OK - maybe could choose $2\sigma^2$ for the spread measure - but now we are splitting hairs.

Ultimately it does kinda boil down to what mathematicians in history thought was a good idea and fit well with other parts of maths - like we have 12x3600 seconds on a 12hr clock face but 360x3600 seconds on a protractor even though it is the same circle. All I tried to do was demonstrate that there are uses beyond just saying which distribution is more spread out.

7. Nov 11, 2016

### Prem1998

I'm sorry. I shouldn't have asked for that. I understood little but you're saying that we can't get N and k (maybe some important things) in terms of 's' where 's' is the measure of spread that I'm talking about.
One more thing, if we have x= (arithmetic mean ((X(mean) - x(i))^4))^1/4, then what percentage of values in the normal distribution will lie in the range (-x, x) and in (-3x, 3x)? Just asking.
EDIT: Again, one more thing, if we had p(x) = Ne^(-k*(x-u)^4), then could we use this n=4 definition of standard deviation? I'm guessing that the normal definition is used because of the exponent 2 in the expression of p(x).

Last edited: Nov 11, 2016
8. Nov 11, 2016

### Staff: Mentor

You are trying to infer a simple answer based on some "special" numbers you see. You are trying to make something "simple" because, I guess, you do not have the math background to get why that is not always general answer. @Simon Bridge gave you a very good answer.

If you want to go an alternate route with a less steep learning curve, please try the cookbook method. Special numbers get you in trouble.

I once took a horribly boring grad course in stats. Kind of like 'statistics for poets', I guess. Clearly not from the math department. Anyway.
There are some references for statistics approaches that are like that. Try them.

If you know some Excel, http://www.dummies.com/software/mic...ow-to-use-excels-descriptive-statistics-tool/

This book is probably great for you - it is based on precisely the idea you have. Make it simple to understand. So. They made it like a recipe book. You learn to boil water. And slowly progress until you learn about adding spices and new flavoring veggies.

Then, you can go back to taking a more rigorous approach if you need it. But you won't be tempted to go over to the dark side.

9. Nov 11, 2016

### Stephen Tashi

The term "standard deviation" is ambiguous. What you are talking about are formulas that are applied to values in sample of a random variable. (A "sample" can consist of several measurements of the same random variable. A single measurement of a random variable is often called an "outcome".) These formulas are formulas for "estimators".
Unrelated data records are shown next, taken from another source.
PR #526, opened 2026-09-08
fix: rerun dead shell sessions instead of refusing the relaunch the UI offered

mgabor3141:
## The bug

A dead shell session in the sidebar offers a relaunch; clicking it fails:

```
Resume failed: sessioncoord: resume spawn for b75zx03g: runner spawn: session b75zx03g is not resumable
```

Two predicates disagreed:

| Side | Predicate (before) |
|---|---|
| Presentation → `resumable` → the button | dead ∧ recorded `command` ∧ verdict ≠ Gone (`snapshot/wire/convert.go:161-171`) |
| Execution → `POST /resume` → runner spawn | `ResolveResumeCommandFor(adapter, conversationRef)` non-empty (`serve_central.go:301`, `bootstrap_runner_adapters.go:437`) |

They agree only when the row has a conversation ref. A shell never has one —
the ref comes solely from the agent hook's `conversation_file` event — so
**every dead shell was advertised as relaunchable and refused at spawn**. Same
for `editor` and for any agent that died before its hook bound a conversation.
The pre-existing agreement test only covered rows that *do* have a ref.

Reproduced on disposable daemons, locally and across a peer. Two extras found:

- **Restart destroyed live shells**: restart is stop + the same spawn, so the
  stop succeeded and the respawn refused.
- The peer path was *not* broken: the request is forwarded and the owning
  daemon produced the error. The peer projection just faithfully relayed the
  owner's own wrong `resumable`.

## The fix

**One policy, both sides.** New dependency-free leaf
`services/gmuxd/internal/relaunch`: a conversation ref that resolves →
`resume`; a ref that resolves to nothing → refuse (the adapter is
authoritative; the user asked for *that* conversation); no ref but a recorded
command → `rerun`. The wire converter and the runner spawner both call it.

**A truthful affordance on the wire.** Additive `relaunch: "resume" | "rerun"`
(omitted = the daemon will refuse) on `wire.Session` and on the peer
projection, so a peer row carries the *owning* daemon's verdict. `resumable`
keeps exactly its old value — sidebar visibility is unchanged.

**The UI reads the verdict instead of guessing it** from an adapter-name
allowlist (kept only as the fallback for peers on older daemons), and routes
the verb into the toast: a failed rerun says "Rerun failed", not "Resume
failed".

**Restart refuses before stopping**, so it can no longer be a kill with extra
steps, and the remaining refusals are actionable:
`… cannot be resumed: its pi conversation (/path.jsonl) is missing, empty, or
no longer resumable by the adapter`.

## Verification

- `go test -race ./...` green across gmuxd/cli/adapter/paths. New: relaunch
  policy table; `TestRelaunchVerbOnTheWire`;
  `TestRelaunchDerivationPresentationMatchesSpawn` (presentation ⇔ spawn for
  ref-less rows across shell/editor/claude/codex/pi/unknown — the systemic
  guard); guard-message and restart-guard tests.
- Web: vitest 870 green, `tsc --noEmit` clean, biome clean.
  `session-actions.test.ts` rewritten around the wire verdict + legacy
  fallback.
- e2e: new `relaunch-affordance.spec.ts` covers a dead **local** shell and a
  dead **peer** shell (the spec starts and tears down a second isolated
  gmuxd): button shown ⇔ says "Rerun" ⇔ click brings the session back alive on
  the *owning* daemon. Full Playwright suite 112 passed. Reverting just the
  spawner wiring makes the new spec fail, so it guards the reported bug.
- Docs: `develop/session-schema.md`, `architecture.md`, `using-the-ui.md`.

### DIFF
--- a/apps/gmux-web/src/main.tsx
+++ b/apps/gmux-web/src/main.tsx
@@ -16,7 +16,7 @@ import { MenuButton } from './menu-button'
 import { installCopySession } from './mock-data/export-session'
 import { ReplayView } from './replay-view'
 import { viewToPath } from './routing'
-import { lifecycleAction } from './session-actions'
+import { lifecycleAction, type RelaunchVerb } from './session-actions'
 import { SettingsModal } from './settings'
 import { Sidebar } from './sidebar'
 import {
@@ -182,7 +182,7 @@ class ErrorBoundary extends Component<
 function MainHeader({ session, onRestart, onResume, resuming }: {
   session: Session | null
   onRestart?: () => void
-  onResume?: (id: string) => void
+  onResume?: (id: string, verb?: RelaunchVerb) => void
   resuming?: boolean
 }) {
   const familyTriggerRef = useRef<HTMLButtonElement>(null)
@@ -328,7 +328,7 @@ function sessionHref(session: Session): string | undefined {
 function SessionMenu({ session, onRestart, onResume, resuming }: {
   session: Session
   onRestart?: () => void
-  onResume?: (id: string) => void
+  onResume?: (id: string, verb?: RelaunchVerb) => void
   resuming?: boolean
 }) {
   const [open, setOpen] = useState(false)
@@ -398,7 +398,7 @@ function SessionMenu({ session, onRestart, onResume, resuming }: {
   // button in ReplayView's action bar.
   const action = lifecycleAction(session, resuming)
   const actionHandler = action?.id === 'restart' ? onRestart
-    : action?.id === 'resume' && onResume ? () => onResume(session.id)
+    : action?.id === 'relaunch' && onResume ? () => onResume(session.id, action.verb)
     : undefined
   const showStale = action?.id === 'restart' && !!staleKind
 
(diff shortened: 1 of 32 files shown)


mgabor3141:
Amended after adversarial review (rebased onto `de1904f9`; #525/#529 merged cleanly under this change).

- **F1** — the production `ResolveCommand` lambda is now the named `productionResolveRelaunchCommand`, injected at the call site, used as the spawner's default branch and by the HTTP guards; the agreement tests import *that value*. Reverting it to `ResolveResumeCommandFor` now fails `go test ./cmd/gmuxd/` (5 subtests + `TestAgentResumeGuard`), not just Playwright.
- **F2** — new `relaunch_restart_route_test.go` drives `POST /restart` through the real route against a live registered runner and asserts 400 `not_resumable` **and** zero `Terminate`/`Spawn` and a surviving registry entry. Moving the guard after `Coordinator.Restart` fails it.
- **F3** — closed, not just documented: `Coordinator.Restart` reads the row under its claim, asks the spawner `CanSpawn` (new optional `RunnerSpawnChecker`, same predicate `Spawn` applies) and refuses *before* the stop, then spawns the row it authorized instead of the post-stop re-read. The reviewer's probe is now `TestRestartSpawnsTheRowItAuthorized` (durable read returns a freshly-bound unparseable `conversation_file` on the second call). Both directions mutation-checked.
- **F4** — chose "surface": `resumeSession` turns the daemon's `original_cwd`/`fallback_cwd` into an info toast ("Rerunning in /home/user instead (/gone no longer exists)"), via a pure helper with unit + store-seam tests; `using-the-ui.md` and `session-schema.md` no longer promise "the same directory".
- **F5** — the exit-less refusal now reads "this session has no recorded exit: if it is still running, restart it instead; if it just stopped, retry in a moment" (true for the convergence window too).
- **F6** — `orchestrating-agents.md` / `reference/cli.md` now state that prompting a session that never bound a conversation reruns the recorded command into a fresh one.
- **F7** — `relaunch` parses as a plain string; an unknown future verb degrades to the `resumable` fallback instead of throwing.
- **F8** — the check order in `relaunchVerb` is documented as safe (both fields come from one `kind`).
- e2e failure signal: the liveness poll now surfaces the daemon's toast text (verified against the M1 mutant).

Verification: `go test -race ./...` green (gmuxd, cli, adapter, paths); vitest 874; tsc + biome clean; full Playwright suite 115 passed under a unique TMPDIR.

The standard deviation "of a population" or "of a random variable" is a different concept that an "estimator" of those standard deviations. You are discussing a formula that estimates the "standard deviation of a population", so you are discussion a formula for an "estimator". The number this formula produces is called "the sample standard deviation". ( In fact, there are several slightly different formulas that can be used to estimate the population standard deviation, so it isn't correct to think that the formula you mentioned is "the" (i.e. the only) estimator of the population standard deviation.)

To further complicate matters, a formula for an estimator of the standard deviation of a random variable can be regarded as defining another random variable (because its value depends on the random values in a sample.) So there is an ambiguity in the phrase "sample standard deviation". The phrase might mean the estimator considered as a random variable, or it might mean a specific value of that random variable, like 230.91.

The question of why people apply the formula
eq. 1) $\sigma_{estimated} = \sqrt{ (1/N) \sum_{i=1}^N (x_{estimated\ mean} - x_i)^2}$
to estimate the population standard deviation has two parts.

A) Why is the population standard deviation defined the way it is?
B) In what sense is the formula eq. 1) a "good" way of estimating it?

As to question A), definitions in mathematics don't have proofs. They are (technically) arbitrary stipulations. However, we may ask the sociological question: "What motivated mathematicians to define the population standard deviation in the way they chose?"

The situation frequently arises when a random variable X ( e.g. the length of some assembly) is the sum of other independent random variables Y and Z (e.g. the lengths of two independently manufactured parts). Denoting the standard deviations of these random variables by $\sigma_X, \sigma_Y, \sigma_Z$ , there is theorem that tell us $\sigma_X^2 = \sigma_Y^2 + \sigma_Z^2$. This handy formula would not be correct if we used a different definition for "population standard deviation". So mathematicians are motivated to define "population standard deviation" the way it is defined because that definition leads to a useful statement about the variability of the sum of independent random variables.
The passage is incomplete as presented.